I will never know that answer.
But I do know help is available. And it is VITAL. Let me say that again. It is VITAL that you reach out. Those uncomfortable feelings you feel just thinking about reaching, out won’t last. The possible label you may have is minor compared to living a life full of struggle, secrets, and sadness. Or worse not having one to live. Is worth it.

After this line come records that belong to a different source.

PR #3402, opened 2015-09-23
Tweak and run native code formatting script

nguerrera:
* Rename script to format-code.sh to match naming convention of other shell scripts in the repo.

* Make script work when executed from any working directory.

* Run script to mop up some minor formatting issues that crept in.

### DIFF
--- a/src/Native/format-code.sh
+++ b/src/Native/format-code.sh
@@ -11,6 +11,8 @@ else
    exit 1
 fi
 
+cd $(dirname "$0")
+
 for D in */; do
     for file in "${D}"*.cpp; do
         if [ -e $file ] ; then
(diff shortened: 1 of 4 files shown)


nguerrera:
cc @sokket

src/Native/format-code.sh
```diff
@@ -11,6 +11,8 @@ else
    exit 1
 fi
 
+cd $(dirname "$0")
```
stephentoub: Should we pushd/pop?

stephentoub:
LGTM

src/Native/format-code.sh
nguerrera: cd doesn't propagate back to parent process, so I don't think it matters.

It’s Mental Health Awareness Month. And you won’t see me wearing a sticker. But you will hear my voice.
You will hear my story.
You will see me breaking down the barriers to mental health by making it a big deal simply by making it not such a big deal.
I see you. I see you over there. I see you like the way I wish someone would have seen me.
I won’t tell you that you are broken. I won’t tell you that you need help. I won’t tell you anything if you don’t want me to.
But please know I see you, I know what you are going through. And I want to tell you, it can and will get better. Believe it can, even when your mind doesn’t want you to. Don’t lose hope. Never lose hope. Because without hope, all you have is a sticker.
This month is Mental Health Awareness Month and one of the best things you can do is be willing to take care of you.
See your mental health as a priority. Not as a silly stigma.
Not as “I’ll wait until it gets really bad kind of priority”. Talk to your partner about your struggles, because they are your partner, let them in. Do not be embarrassed about seeking out a therapist. I think everyone, and I mean everyone, could and can benefit from an outside perspective and sound advice.
Support others on their journey. They may not be ready to talk about their struggles or concerns with you. And they may never be, but support them by simply holding a space of safety for them. By learning what the warning signs are that they may be struggling. By giving them room to breathe and at the same time letting them know you are there, with a card, a text, even a call.
And if you are feeling like you need the care yourself. Then do not. I repeat do not hesitate. The world needs you. You have something amazing to offer and this. This one moment is a part of that amazing journey unfolding.
We all have to take care of our health: physically, emotionally and mentally. And let this month just be a gentle reminder that there is help out there, I’m living proof it works.